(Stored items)
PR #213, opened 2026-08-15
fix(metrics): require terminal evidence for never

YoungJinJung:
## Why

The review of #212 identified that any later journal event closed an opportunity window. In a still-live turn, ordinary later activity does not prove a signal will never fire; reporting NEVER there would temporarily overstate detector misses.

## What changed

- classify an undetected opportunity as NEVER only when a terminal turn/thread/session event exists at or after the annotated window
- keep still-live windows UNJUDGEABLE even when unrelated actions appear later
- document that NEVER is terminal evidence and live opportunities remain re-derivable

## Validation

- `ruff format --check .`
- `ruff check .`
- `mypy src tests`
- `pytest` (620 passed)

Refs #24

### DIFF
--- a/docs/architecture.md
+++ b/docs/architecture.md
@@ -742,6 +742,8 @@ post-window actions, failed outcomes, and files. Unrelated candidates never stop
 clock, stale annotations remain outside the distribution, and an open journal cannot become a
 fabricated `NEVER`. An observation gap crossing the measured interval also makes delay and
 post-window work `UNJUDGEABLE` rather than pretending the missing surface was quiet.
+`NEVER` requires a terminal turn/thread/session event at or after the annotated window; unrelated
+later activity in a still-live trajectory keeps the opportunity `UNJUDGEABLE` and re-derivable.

---

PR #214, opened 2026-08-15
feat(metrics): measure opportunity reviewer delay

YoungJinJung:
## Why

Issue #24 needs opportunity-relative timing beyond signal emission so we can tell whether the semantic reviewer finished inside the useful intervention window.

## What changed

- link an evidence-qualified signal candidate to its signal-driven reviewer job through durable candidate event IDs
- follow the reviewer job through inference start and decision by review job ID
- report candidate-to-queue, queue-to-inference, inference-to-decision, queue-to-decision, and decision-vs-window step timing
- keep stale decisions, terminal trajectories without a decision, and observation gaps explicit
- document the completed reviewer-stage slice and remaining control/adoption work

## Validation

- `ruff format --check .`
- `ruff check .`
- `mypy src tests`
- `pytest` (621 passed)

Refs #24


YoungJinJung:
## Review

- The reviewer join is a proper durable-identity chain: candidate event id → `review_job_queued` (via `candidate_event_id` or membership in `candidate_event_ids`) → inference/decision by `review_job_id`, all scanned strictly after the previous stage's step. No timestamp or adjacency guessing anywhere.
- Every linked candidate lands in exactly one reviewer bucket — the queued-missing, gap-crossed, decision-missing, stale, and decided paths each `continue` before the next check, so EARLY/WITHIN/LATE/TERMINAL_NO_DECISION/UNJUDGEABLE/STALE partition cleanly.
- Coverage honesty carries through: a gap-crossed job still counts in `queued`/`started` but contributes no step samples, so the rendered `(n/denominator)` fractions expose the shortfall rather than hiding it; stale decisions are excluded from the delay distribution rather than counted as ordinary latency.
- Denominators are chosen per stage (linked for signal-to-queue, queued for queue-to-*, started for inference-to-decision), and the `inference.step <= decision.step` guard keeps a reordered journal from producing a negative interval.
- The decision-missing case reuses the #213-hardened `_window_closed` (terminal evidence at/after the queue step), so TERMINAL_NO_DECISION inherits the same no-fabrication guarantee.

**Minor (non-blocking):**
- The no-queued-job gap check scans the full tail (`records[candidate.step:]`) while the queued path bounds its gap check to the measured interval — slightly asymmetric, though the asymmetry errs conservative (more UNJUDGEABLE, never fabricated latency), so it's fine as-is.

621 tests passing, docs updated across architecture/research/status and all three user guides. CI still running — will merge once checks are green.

■ Task description ■
Scan the entries above for the string "post" and copy each line containing it.

■ Answer ■
@@ -742,6 +742,8 @@ post-window actions, failed outcomes, and files. Unrelated candidates never stop
 post-window work `UNJUDGEABLE` rather than pretending the missing surface was quiet.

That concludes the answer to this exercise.